>>>
Issue #4954, opened 2026-03-12
Documentation example improvements


bradenhilton:
## Is your feature request related to a problem? Please describe.

Refs https://github.com/twpayne/chezmoi/issues/4927#issuecomment-4035402811, specifically:

> I plan to make the following changes to chezmoi:
>
>   3. Ideally, ensure that all example configs in the documentation have valid and equivalent JSON, TOML, and YAML examples. I'd like to automate this, and it might take some time.

## Describe the solution you'd like

How do you feel about one of these potential solutions?

1. Add new files for all config formats, each with **all** examples in a centralized location, then including them where needed with something like https://facelessuser.github.io/pymdown-extensions/extensions/snippets/#snippet-sections.
    Pros:
        - no additional processing required (other than naming and using the snippets)
    Cons:
        - adds a layer of abstraction: if a user happens to read the raw markdown files, they won't see the examples, only the snippet syntax
        - multiple sources of truth, so potential sync issues between files and more error prone
        - multiple files to update when the documentation needs to be changed
2. Write all examples in each page in something like TOML, then use templating to round-trip them into the other formats.
    Pros:
        - single source of truth for each example, so no sync issues
        - the contents of the examples *should* be equivalent, so less error prone
    Cons:
        - the round-tripping *may* make examples slightly less readable, depending on how the template functions format the snippets
        - may potentially also be a lot slower to build? Honestly not sure...
3. A hybrid approach: write a single centralized "examples file" in TOML, section into snippets and apply the snippets to relevant pages, then round-trip the snippets into different formats (or alternatively, round-trip TOML file into other formats first, then apply snippets from each file?).
    Pros:
        - single source of truth
        - only need to update one file
        - every format example should be equivalent
    Cons:
        - adds a layer of abstraction
        - round-tripped examples may be slightly less readable
        - may potentially be *even slower*

## Describe alternatives you've considered

NA

## Additional context

NA

KapJI:
Second option is pretty smart, I like it.

twpayne:
I had option 2 in mind. I expect this will require writing a plugin for material-mkdocs.

@bradenhilton if you want to tackle this, please go ahead and assign this issue to you. I'll not have time to work on it for a while.

bradenhilton:
I actually tried something similar to this a while ago (but I was just manually adding every format for each example), but I got busy with other things and the documentation changed quite drastically in some areas to the point where it would have been easier to just start over again.

[...]

PR #4957, opened 2026-03-13
chore: Update Python and Python dependencies

KapJI:
As Python is only used for docs and managed by uv, I think it makes sense to use the latest version. Also remove dev dependency group with duplicated dependencies.

In response to @bradenhilton comment on #4954 that stdlib `tomllib` isn't available in Python 3.10.

Also added step to run Ruff in `test-website` job. It's a bit out of scope of this PR, I can move it to separate one if you want.


twpayne:
Thank you!

PR #4993, opened 2026-04-03
chore: Exclude Python dependencies newer than 5 days

KapJI:
With all recent supply chain attacks I think it makes sense to have it.

It makes newer versions impossible to use even if added manually to `pyproject.toml`.

https://docs.astral.sh/uv/reference/settings/#exclude-newer

Discussion about similar feature in Go: https://github.com/golang/go/issues/76485


twpayne:
Agreed, thanks!

PR #5003, opened 2026-04-10
feat Add spaces before question marks in prompts

### LINKED ISSUE #4983: Remove ?question mark at the and of the Apply suggestion

If you try to find the file path suggested by the Apply command, double clicking on the path also selects the extraneous `?` mark, which makes it harder to find the file as the path is now incorrect

Remove the `?` or move it to the word itself
`?Apply .config/alsd/file.cfg`

Manual cleanup

## Additional context

n/a

twpayne:
Fixes #4983.

### DIFF
--- a/internal/cmd/inittemplatefuncs_test.go
+++ b/internal/cmd/inittemplatefuncs_test.go
@@ -21,7 +21,7 @@ func TestPromptBoolInteractiveTemplateFunc(t *testing.T) {
 			name:              "response_without_default",
 			prompt:            "bool",
 			stdinStr:          "false\n",
-			expectedStdoutStr: "bool? ",
+			expectedStdoutStr: "bool ? ",
 			expected:          false,
 		},
 		{
@@ -29,7 +29,7 @@ func TestPromptBoolInteractiveTemplateFunc(t *testing.T) {
 			prompt:            "bool",
 			args:              []bool{true},
 			stdinStr:          "no\n",
-			expectedStdoutStr: "bool (default true)? ",
+			expectedStdoutStr: "bool (default true) ? ",
 			expected:          false,
 		},
 		{
@@ -37,7 +37,7 @@ func TestPromptBoolInteractiveTemplateFunc(t *testing.T) {
 			prompt:            "bool",
 			args:              []bool{true},
 			stdinStr:          "\n",
-			expectedStdoutStr: "bool (default true)? ",
+			expectedStdoutStr: "bool (default true) ? ",
 			expected:          true,
 		},
 		{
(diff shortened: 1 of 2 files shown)


KapJI:
Are you sure this one is worth fixing? After paths, it makes at least some sense, but here it seems you're adding spaces in many other places, which makes messages look less clean.

Although `?` is allowed in filenames on some filesystems, it's quite rare. A better fix would probably be to configure the terminal to ignore a trailing question mark for paths. At least with iTerm2, editing these filters is simple enough.

To me, this seems more an issue with the terminal than chezmoi.

twpayne:
The reason for adding spaces everywhere is to be consistent, but you're right that this can be fixed in the terminal configuration. I had not thought of that.

@eugenesvk what are your thoughts on this?

eugenesvk:
Oh, there is nothing simple about those filters, precisely because paths can be arbitrary. Besides, how would you filter out `?` only for "paths" and not for natural/log texts that need to select the mark?
 
Also, because of that double click isn't the only selection method, manual **click&drag** happens as well, especially for shorter paths or paths that have **spaces**, so no filter can save you there.
Though for that manual selection extra space is of less help as it's easy to manually overdrag, hence the suggestion to move the`?` to the previous word `Apply?   /pure/path/without/extra/symbols` so your ending selection is more fault-tolerant.

For double clicks, fundamentally, think that the only reliable solution is for chezmoi to mark paths using using enhanced **OSC semantic marks**, then you don't need brittle **text** parsing/filters because terminals would see

KapJI:
@eugenesvk what terminal are you using?

Here is my smart selector in iTerm2 which copies paths (I'm pretty sure it's a default one): `\~?/?([[:alnum:]._-]+/+)+[[:alnum:]._-]*[[:alnum:]_-]/?`. It doesn't match paths with question marks.

And WezTerm also doesn't match trailing question mark by default (in quick select mode).

eugenesvk:
mostly wezterm, but also sometimes native ones. Though the issue is generic: how can you exclude `?` at the end of a path if your terminal doesn't know it's a path? You'd need to exclude them universally, thus blocking non-path selects. Same with spaces

> And WezTerm also doesn't match trailing question mark by default (in quick select mode).

Doesn't work with with spaces, so that's an extra modal barrier that's not universally reliable
But that's the one I meant with my first remark, I had dozens of regex patterns trying to solve this and other issues and even asked for an fancy regex crate to be added to wezterm hoping it [would solve issues like this](https://github.com/wezterm/wezterm/issues/3906)... But it's not powerful enough.

(though maybe with specific chezmoi keywords `apply` I could get a working pattern that avoids the need to find the universal solution)

halostatue:
Just as an FYI, I do not believe that this is currently configurable in ghosTTY.

I'm not able to check for a bit as I'm headed to ✈️.

twpayne:
I don't think this PR is the right fix, so I'll close it.

PR #5012, opened 2026-04-13
chore: Preview docs changes on PRs via Cloudflare Pages

### LINKED ISSUE #4960: Preview doc changes

It'd be nice to have a way to preview docs changes on PR.

I found https://github.com/rossjrw/pr-preview-action which does exactly that. It creates subdir in `gh-pages` branch, so changes will be available at `https://chezmoi.io/pr-preview/pr-[number]/`. Then it can post a comment with link to PR and clean it up when PR is closed. This step can be added to `test-website` job.

It will likely require modifying `site_url` to make links and search work correctly inside subdir and disable `CNAME` copy in `hooks.py`. But this should be pretty trivial.

There are alternative solutions like Netlify but this one uses Github Pages similarly as main website, so no extra platform dependency.

What do you think?

KapJI:
# Motivation

Allow everyone to preview docs changes easily without checking out code and running MkDocs build. For example it makes it easy to check how docs look on mobile devices.

Example: https://github.com/KapJI/chezmoi/pull/2

# Design

Two new workflows are added.

1. `build-docs.yml` (`pull_request` trigger) - runs on PRs that modify docs-related files. Builds the docs and uploads the result as an artifact.
2. `preview-docs.yml` (`workflow_run` trigger) - runs after `build-docs` completes successfully, with access to repo secrets. Downloads the artifact, looks up the PR number via GitHub API, deploys to Cloudflare Pages and creates or updates a comment on the PR with preview link and commit SHA.

Preview URL: `https://pr-<number>.chezmoi-preview.pages.dev`

# Security

- `build-docs` runs on `pull_request` events, which means it executes code from the fork. It has no access to repo secrets. Its outputs like `pr-number.txt` are not trusted.
- `preview-docs` uses `workflow_run` trigger, so its workflow file is always read from the default branch - fork PRs cannot modify the deploy logic. It never checks out fork code, only handles the pre-built static artifact.
- PR number is looked up via GitHub API (`commits/{sha}/pulls`) instead of reading from artifact, so a fork PR cannot spoof the PR number to comment on unrelated PRs.

# Other changes

Added `GITHUB_TOKEN` to `test-website` job so it can be used on forks where `CHEZMOI_GITHUB_TOKEN` isn't available. `GITHUB_TOKEN` has a higher API rate limit than unauthenticated requests. `CHEZMOI_GITHUB_TOKEN` takes priority when available so same-repo behavior is unchanged.

# Considered alternatives

## Uploading artifact from test-website job

Another option was uploading the artifact from the existing `test-website` job in `main.yml`. The problem is that `preview-docs` workflow only starts after the whole `main` workflow finishes, which can take a long time. The new `build-docs` workflow duplicates `test-website` a bit but it's fast (~40s), and I think it's better to have the preview ready 10 minutes earlier.

## GitHub Deployments instead of PR comments

GitHub Deployments were also considered, but the "View deployment" button disappears when a new commit is pushed until the deployment is updated. With a PR comment, the link stays visible at all times and the commit SHA clearly shows whether the preview is up to date.

Closes #4960

### DIFF
--- a/.github/workflows/build-docs.yml
+++ b/.github/workflows/build-docs.yml
@@ -1,0 +1,50 @@
+name: build-docs
+on:
+  pull_request:
+    branches:
+    - master
+    paths:
+    - 'assets/chezmoi.io/**'
+    - 'pyproject.toml'
+    - 'uv.lock'
+    - '.github/workflows/build-docs.yml'
+    - '.github/workflows/preview-docs.yml'
+concurrency:
+  group: ${{ github.workflow }}-${{ github.event.pull_request.number }}
+  cancel-in-progress: true
+env:
+  GO_VERSION: 1.26.2 # https://go.dev/doc/devel/release
+  PYTHON_VERSION: '3.14' # https://www.python.org/downloads/
+  UV_VERSION: 0.11.3 # https://github.com/astral-sh/uv/releases
+jobs:
+  build-docs:
+    runs-on: ubuntu-22.04
+    permissions:
+      contents: read
+    steps:
+    - uses: actions/checkout@de0fac2e4500dabe0009e67214ff5f5447ce83dd   # v6.0.2
+      with:
+        persist-credentials: false
+    - uses: ./.github/actions/setup-go
+      with:
+        cache-prefix: website-go
+        go-version: ${{ env.GO_VERSION }}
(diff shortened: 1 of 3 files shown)


twpayne:
This is fantastic. Thank you!

twpayne:
Worked perfectly in #5014, thank you 🚀

PR #5017, opened 2026-04-14
chore: Suppress MkDocs 2 upgrade warning

KapJI:
Suppress the MkDocs 2 upgrade warning by setting `NO_MKDOCS_2_WARNING=1` in task definitions. 
The warning is styled in red, making it look like an error.

Warning is now gone in CI jobs.

The only issue is that because of bash syntax this won't work on Windows, not sure how important is this. I can move it just to CI if you prefer it this way.

### DIFF
--- a/pyproject.toml
+++ b/pyproject.toml
@@ -15,9 +15,9 @@ dependencies = [
 ]
 
 [tool.taskipy.tasks]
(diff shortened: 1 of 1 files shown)


twpayne:
Thanks. I'm happy with this being non-Windows-only for now.

PR #5018, opened 2026-04-14
chore: Fix preview-docs PR lookup for forks

KapJI:
Two fixes for `preview-docs` workflow:

1. I noticed `commits/{sha}/pulls` API doesn't find commits that only exist on fork branches. Replaced with the pulls list API filtered by head branch and source repository, which works for both fork and same-repo PRs.

   Verified fields with:

   ```
   gh api repos/twpayne/chezmoi/pulls --jq ".[] | {number, draft, head_ref: .head.ref, head_repo: .head.repo.full_name}"
   ```

2. Add `--paginate` to the PR comment lookup to fetch all comment pages (30 comments per page). Initially I thought docs preview comment is always in the beginning but then I realised that docs changes theoretically can be added after lengthy discussion. Performance difference is negligible anyway.

### DIFF
--- a/.github/workflows/preview-docs.yml
+++ b/.github/workflows/preview-docs.yml
@@ -30,11 +30,13 @@ jobs:
       env:
         GH_TOKEN: ${{ secrets.GITHUB_TOKEN }}
         GH_REPO: ${{ github.repository }}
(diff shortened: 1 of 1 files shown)


twpayne:
Thank you!

PR #5023, opened 2026-04-16
chore: Only suppress mkdocs 2 warning in CI

twpayne:
Refs #5017.

Thinking about this more, it's nicer if the tasks work on Windows too.

@KapJI does this look correct to you?


KapJI:
Yes, looks good to me.

PR #5030, opened 2026-04-17
chore: Skip preview deploy when docs output is unchanged

KapJI:
I noticed that docs preview gets deployed on PRs that don't actually change anything in the docs. E.g. dependency update triggers the path filter and runs a preview deploy. This causes unnecessary noise and uses Cloudflare quota.

## How it works

`test-website` job already builds the same docs on every master push. It now also uploads a digest of `site/` as a long-retention artifact.

On a PR, `build-docs` computes the same digest from its build. Then `preview-docs` resolves the PR's base SHA, fetches the digest artifact from that specific master run (with fallback to the latest successful master run), and compares. If they match there are no rendered changes so we skip the Cloudflare deploy and post no comment. If they don't match or digest is missing it deploys and comments as before.

Happy to switch the silent skip to an explicit "no docs changes, skipping deploy" comment if you prefer that to be more visible.

There is also a new comment on failure with a link to the run. `preview-docs` runs from the default branch via `workflow_run` so its status doesn't show up as a PR check - without this comment preview failures would be silent on the PR.

Verified both paths on my fork:

- Skip path (no rendered changes): https://github.com/KapJI/chezmoi/actions/runs/24577584704 - digests match, no deploy, no comment.
- Deploy path (rendered change): https://github.com/KapJI/chezmoi/pull/4 - digests differ, preview deployed, comment posted.

## Why `PYTHONDONTWRITEBYTECODE=1`

Consecutive master builds initially gave different digests. MkDocs imports `hooks.py` which creates `__pycache__/` next to it, and mkdocs copies that into `site/`. `.pyc` files are not deterministic and caused different digest each time.

Setting `PYTHONDONTWRITEBYTECODE=1` on the build step skips bytecode generation entirely, which also stops [chezmoi.io](https://chezmoi.io) from serving `.pyc` files: https://chezmoi.io/__pycache__/hooks.cpython-314.pyc

### DIFF
--- a/.github/workflows/build-docs.yml
+++ b/.github/workflows/build-docs.yml
@@ -43,9 +43,14 @@ jobs:
       env:
         CHEZMOI_GITHUB_TOKEN: ${{ secrets.CHEZMOI_GITHUB_TOKEN }}
         GITHUB_TOKEN: ${{ secrets.GITHUB_TOKEN }}
+        PYTHONDONTWRITEBYTECODE: 1
+    - name: compute-docs-digest
+      run: echo "${{ hashFiles('assets/chezmoi.io/site/**') }}" > assets/chezmoi.io/digest.txt
     - name: upload-docs-preview
       uses: actions/upload-artifact@043fb46d1a93c77aae656e7c1c64a875d1fc6a0a   # v7.0.1
       with:
         name: docs-site-preview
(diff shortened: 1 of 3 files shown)


twpayne:
Thank you again - this is really nice!

PR #5052, opened 2026-05-10
chore: Include v2 in module name

### LINKED ISSUE #5049: availability on pkg.go.dev?
The latest version of chezmoi that I could find on

https://pkg.go.dev/github.com/twpayne/chezmoi/v2

is 2.62.4. Triggering an update doesn't work, probably due to the package having been renamed?

Is there a way to make chezmoi available on pkg.go.dev again? It would help a lot in updating the OpenBSD port. Thank you for considering.

twpayne:
Fixes #5049.

### DIFF
--- a/.config/capslock-summary.json
+++ b/.config/capslock-summary.json
@@ -1,5 +1,5 @@
 {
-  "chezmoi.io/chezmoi": [
+  "chezmoi.io/chezmoi/v2": [
     "CAPABILITY_ARBITRARY_EXECUTION",
     "CAPABILITY_CGO",
     "CAPABILITY_EXEC",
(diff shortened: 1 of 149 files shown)


VlkrS:
Something seems to be still missing ... this gives me a 404 error:

https://pkg.go.dev/chezmoi.io/chezmoi/v2@v2.70.4

twpayne:
Yeah, I have no idea what's missing.

Also, visiting https://pkg.go.dev/chezmoi.io/chezmoi/v2 redirects to https://pkg.go.dev/github.com/twpayne/chezmoi, which is clearly incorrect behavior.

VlkrS:
> Yeah, I have no idea what's missing.
> 
> Also, visiting https://pkg.go.dev/chezmoi.io/chezmoi/v2 redirects to https://pkg.go.dev/github.com/twpayne/chezmoi, which is clearly incorrect behavior.

Maybe this needs to be added to chezmoi.io's index.html?
https://github.com/golang/gddo/wiki/Source-Code-Links

twpayne:
Ah, something in the website generation code changed and so the `go-import` metadata was no longer included. #5091 should fix it.

PR #5063, opened 2026-05-18
install.sh: map armv6/armv7 uname to chezmoi armv6 release

### LINKED ISSUE #5047: Bug: Install script fails with 404 on ARMv6 (Raspberry Pi 1) - Incorrect architecture mapping
**Describe the bug**
The one-line installation script (`sh -c "$(curl -fsLS [https://get.chezmoi.io](https://get.chezmoi.io))"`) fails on Raspberry Pi 1 devices. The script incorrectly attempts to download a generic `linux_arm` tarball which does not exist in the GitHub releases, leading to a 404 error.

**To Reproduce**
Run the install script on an ARMv6 device (e.g., Raspberry Pi 1 or Zero):
```
sh -c "$(curl -fsLS https://get.chezmoi.io) -d"
```

**Actual Output**
```text
debug checking GitHub for tag latest
debug http_download https://github.com/twpayne/chezmoi/releases/latest
debug found tag v2.70.2 for latest
info found chezmoi version 2.70.2 for latest/linux/arm
debug http_download https://github.com/twpayne/chezmoi/releases/download/v2.70.2/chezmoi_2.70.2_linux_arm.tar.gz
curl: (22) The requested URL returned error: 404
debug http_download_curl received HTTP status 404
```

**System Information**
*   **OS:** Raspbian GNU/Linux 13 (trixie)
*   **Kernel:** 6.12.75+rpt-rpi-v6
*   **CPU:** ARMv6-compatible processor rev 7 (v6l)
*   **`uname -m` output:** `armv6l`

**Root Cause Analysis**
The script detects the system as `linux/arm`. However, `chezmoi` releases are specifically named `linux_armv6` and `linux_armv7`. There is no `linux_arm` (v7 by default) asset available, causing the 404.
The latest available/found artifact with the suffix `_linux_arm.tar.gz` is for release [v2.69.2](https://github.com/twpayne/chezmoi/releases/tag/v2.69.2).

**Workaround**
Manually downloading the `linux_armv6` asset works perfectly:
[https://github.com/twpayne/chezmoi/releases/download/v2.70.2/chezmoi_2.70.2_linux_armv6.tar.gz](https://github.com/twpayne/chezmoi/releases/download/v2.70.2/chezmoi_2.70.2_linux_armv6.tar.gz)

**Side note**
I really like this tool, I may only use 5-10% of its capacities but already so great and fits my requirements! ❤️

c-tonneslan:
Fixes #5047. The install script mapped every `armv*l` uname value to `goarch=arm`, which matched the `linux_arm` tarball that existed up to v2.69.2. Starting with v2.70.0 the release naming switched to per-version suffixes (`linux_armv5`, `linux_armv6`) and the bare `linux_arm` tarball is gone, so the install fails with a 404 on Raspberry Pi 1/Zero (`armv6l`) and on `armv7l` hardware too.

This maps `armv6l` to `armv6`, and `armv7l` to `armv6` as well — there's no `linux_armv7` tarball to point at, and armv7 hardware runs the armv6 binary fine.

Fixes #5047

### DIFF
--- a/assets/scripts/install-local-bin.sh
+++ b/assets/scripts/install-local-bin.sh
@@ -138,7 +138,9 @@ get_goarch() {
 	arch="$(uname -m)"
 	case "${arch}" in
 	aarch64) goarch="arm64" ;;
-	armv*) goarch="arm" ;;
+	arm64) goarch="arm64" ;;
+	armv5*) goarch="armv5" ;;
+	arm*) goarch="armv6" ;;
 	i386) goarch="386" ;;
 	i686) goarch="386" ;;
 	i86pc) goarch="amd64" ;;
@@ -158,9 +160,11 @@ check_goos_goarch() {
 	freebsd/amd64) return 0 ;;
 	freebsd/arm) return 0 ;;
 	freebsd/arm64) return 0 ;;
+	freebsd/riscv64) return 0 ;;
 	linux/386) return 0 ;;
 	linux/amd64) return 0 ;;
-	linux/arm) return 0 ;;
+	linux/armv5) return 0 ;;
+	linux/armv6) return 0 ;;
 	linux/arm64) return 0 ;;
 	linux/loong64) return 0 ;;
 	linux/mips64) return 0 ;;
--- a/assets/scripts/install.sh
+++ b/assets/scripts/install.sh
@@ -137,7 +137,9 @@ get_goarch() {
 	arch="$(uname -m)"
 	case "${arch}" in
 	aarch64) goarch="arm64" ;;
-	armv*) goarch="arm" ;;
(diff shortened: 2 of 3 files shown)


halostatue:
The install.sh file is a generated file. This isn't the correct fix.

c-tonneslan:
Good point, didn't realize install.sh was generated. Pushed a fix that edits install.sh.tmpl and regenerates both scripts.

KapJI:
What's the point of this if there is already https://github.com/twpayne/chezmoi/pull/5051?

c-tonneslan:
Closing — didn't realize #5051 was already open touching the templated install.sh source (the right place for the fix). Sorry for the noise.

PR #6, opened 2020-08-14
Proposal classes

ingdanielguerrero:
There are three classes:

- **sepalwidgets**: proposal to create sepal widgets based on ipyvuetify with some useful behaviors. With that in mind we could create templates for all the derived elements.
- **aoi**: proposal aoi class to manage the asset components, intended to put together some behaviors related with an aoi element, such as the existent in other modules: drawing shapes, upload shapefiles, and so on.
- mapping: class inheriting directly from geemap, intended to create a unique map to be used among other apps.

### DIFF
--- a/sepal_ui/aoi.py
+++ b/sepal_ui/aoi.py
@@ -1,0 +1,164 @@
+#!/usr/bin/env python3
+
+from . import mapping
+
+import ee
+
+
+
+class Aoi_IO:
+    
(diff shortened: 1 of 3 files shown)


12rambau:
I refused the commit into the master branch because some product already in use are fully based on the old implementation. 
I added your changes to the develop branches and I'll start a review tomorrow

PR #36, opened 2020-10-20
Alert methods

ingdanielguerrero:
- Append method to alert widget.
- Added type_ trait to Divider class, so default colors can be changed by specifying the type_ parameter.
- Commented examples of usage.


12rambau:
you will need to add the test for your new function when I'll push the test branch in master

PR #77, opened 2020-12-08
Vue templates

ingdanielguerrero:
This new branch has a new `templates` directory to store those templates which are useful to mimic the Vuetify implementations, as first implementation I created a `DatePickert` object to test it, while we can decide which path choose, or until there is a solution for the Bug in Ipyvuetify [https://github.com/mariobuikhuizen/ipyvuetify/issues/88](url).
What do you think? I've created an example notebook to test it.

### DIFF
--- a/examples/Alert.ipynb
+++ b/examples/Alert.ipynb
@@ -13,27 +13,7 @@
    "metadata": {},
    "outputs": [],
    "source": [
-    "import sys\n",
-    "sys.path.append('..')"
-   ]
-  },
-  {
-   "cell_type": "code",
-   "execution_count": null,
-   "metadata": {},
-   "outputs": [],
-   "source": [
     "import sepal_ui.sepalwidgets as sw"
-   ]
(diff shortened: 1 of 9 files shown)


12rambau:
Can you move the pull request to develop ? 
The idea is the following : 
- we push our idea on develop 
- we add the appropriate tests in develop
- we push develop to master 
- the test evaluation is performed on master (I cannot change this behaviour)

12rambau:
I can't test you implementation because the templates folder is not available in the repository (I think `templates`is a keyword in the `.gitignore`)

12rambau:
As aggreed we will pull to develop instead of going for maser (to keep the test under control and allow ourself to make small mistakes)

ingdanielguerrero:
yes sure, I'm gonna see what's happening with the templates folder, and why is not being installed along with the rest of the branch, then I'll merge it with develop for your review.

PR #166, opened 2021-03-16
Fix the add_raster method

### LINKED ISSUE #135: the add_raster function does'nt work since February in SEPAL
The wheel keep spinning and nothing is loaded on the map

12rambau:
we also need to wait for the merge of https://github.com/davidbrochart/xarray_leaflet/pull/41 to make it work in JupyterLab but the voila and notebook version should be repaired. 

Fix #135


ingdanielguerrero (approved):
Perfect!

PR #244, opened 2021-08-06
use the black code formatter 

### LINKED ISSUE #231: use the PEP 8 convention on code length
https://www.python.org/dev/peps/pep-0008/#maximum-line-length as specified in PEP 8 we should limit ourselves to 80 characters:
<<<
Among the entries above, the line containing "Fixes #5047. The", the line containing "armv6 binary fine.", and all lines between them are to be restated word for word; nothing else belongs in the reply.

### Response
Fixes #5047. The install script mapped every `armv*l` uname value to `goarch=arm`, which matched the `linux_arm` tarball that existed up to v2.69.2. Starting with v2.70.0 the release naming switched to per-version suffixes (`linux_armv5`, `linux_armv6`) and the bare `linux_arm` tarball is gone, so the install fails with a 404 on Raspberry Pi 1/Zero (`armv6l`) and on `armv7l` hardware too.

This maps `armv6l` to `armv6`, and `armv7l` to `armv6` as well — there's no `linux_armv7` tarball to point at, and armv7 hardware runs the armv6 binary fine.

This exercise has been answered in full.